Collected data
PR #665, opened 2019-02-26
Imgur importer

natlg:
Added Imgur importer ( #641) and documentation.

### DIFF
--- a/extensions/data-transfer/portability-data-transfer-imgur/src/main/java/org/datatransferproject/datatransfer/imgur/photos/ImgurPhotosImporter.java
+++ b/extensions/data-transfer/portability-data-transfer-imgur/src/main/java/org/datatransferproject/datatransfer/imgur/photos/ImgurPhotosImporter.java
@@ -161,6 +161,7 @@ public class ImgurPhotosImporter
 
     if (!Strings.isNullOrEmpty(albumId)) {
       TempPhotosData tempData = jobStore.findData(jobId, createCacheKey(), TempPhotosData.class);
+      // Get previously saved id of imported album
       String newAlbumId = tempData.lookupNewAlbumId(albumId);
       builder.add("album", newAlbumId);
     }
--- a/extensions/data-transfer/portability-data-transfer-imgur/src/main/java/org/datatransferproject/datatransfer/imgur/photos/ImgurPhotosImporter.java
+++ b/extensions/data-transfer/portability-data-transfer-imgur/src/main/java/org/datatransferproject/datatransfer/imgur/photos/ImgurPhotosImporter.java
@@ -17,6 +17,7 @@
 package org.datatransferproject.datatransfer.imgur.photos;
 
 import com.fasterxml.jackson.databind.ObjectMapper;
+import com.google.common.base.Preconditions;
 import com.google.common.base.Strings;
 import com.google.common.io.ByteStreams;
 import okhttp3.*;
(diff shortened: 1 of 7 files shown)


extensions/data-transfer/portability-data-transfer-imgur/src/main/java/org/datatransferproject/datatransfer/imgur/photos/ImgurPhotosImporter.java
```diff
@@ -0,0 +1,194 @@
...
+    FormBody.Builder builder = new FormBody.Builder().add("title", album.getName());
+    if (!Strings.isNullOrEmpty(description)) {
+      builder.add("description", description);
+    }
+    RequestBody formBody = builder.build();
+    requestBuilder.post(formBody);
+
+    Response response = client.newCall(requestBuilder.build()).execute();
+    int code = response.code();
+    if (code >= 200 && code <= 299) {
```
seehamrun: Nit: can we wrap this check in a precondition instead of the if else block? 

Same with the check of body == null and Strings.isNullOrEmpty(newAlbumId)

extensions/data-transfer/portability-data-transfer-imgur/src/main/java/org/datatransferproject/datatransfer/imgur/photos/ImgurPhotosImporter.java
```diff
@@ -0,0 +1,194 @@
...
+
+    Request.Builder requestBuilder = new Request.Builder().url(UPLOAD_PHOTO_URL);
+    requestBuilder.header("Authorization", "Bearer " + authData.getAccessToken());
+
+    FormBody.Builder builder = new FormBody.Builder().add("image", imageData);
+
+    if (!Strings.isNullOrEmpty(albumId)) {
+      TempPhotosData tempData = jobStore.findData(jobId, createCacheKey(), TempPhotosData.class);
+      // Get previously saved id of imported album
+      String newAlbumId = tempData.lookupNewAlbumId(albumId);
```
seehamrun: Is it possible that this album Id doesnt exist?

extensions/data-transfer/portability-data-transfer-imgur/src/main/java/org/datatransferproject/datatransfer/imgur/photos/ImgurPhotosImporter.java

extensions/data-transfer/portability-data-transfer-imgur/src/main/java/org/datatransferproject/datatransfer/imgur/photos/ImgurPhotosImporter.java
natlg: Yes, it can be null for non-album photos, then it will be imported as non-album photo too

seehamrun: ah okay so setting album to the null value below in builder.add("album", newAlbumId) won't cause issues? or should we add an ifstatement around it?

natlg: Sorry, I thought you mentioned the old album id.
It's not likely that id of newly created album will be null if old album exists, as during import it [checks](https://github.com/google/data-transfer-project/blob/563e1d62e3325e75fee96add98eb0ea6bc3e363b/extensions/data-transfer/portability-data-transfer-imgur/src/main/java/org/datatransferproject/datatransfer/imgur/photos/ImgurPhotosImporter.java#L128) that new album is created. But I added [ifstatement](https://github.com/google/data-transfer-project/blob/563e1d62e3325e75fee96add98eb0ea6bc3e363b/extensions/data-transfer/portability-data-transfer-imgur/src/main/java/org/datatransferproject/datatransfer/imgur/photos/ImgurPhotosImporter.java#L164) in case of `newAlbumId` is null for any reason

seehamrun: Thanks!

seehamrun:
Could you update and push the branch - thanks!

natlg:
It's up to date with master now

natlg:
Please note some restrictions for image upload: maximum size of image is 10MB for API upload (though with their site it's 20MB) and upload limit of 50 images per hour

**PROBLEM DETAILS**
Retype only this portion of the data above: the line containing "-17,6 +17,7 @@", the line containing "(diff shortened: 1 of 7 files shown)", and all lines between them, exactly.

**RESPONSE BOX**
@@ -17,6 +17,7 @@
 package org.datatransferproject.datatransfer.imgur.photos;
 
 import com.fasterxml.jackson.databind.ObjectMapper;
+import com.google.common.base.Preconditions;
 import com.google.common.base.Strings;
 import com.google.common.io.ByteStreams;
 import okhttp3.*;
(diff shortened: 1 of 7 files shown)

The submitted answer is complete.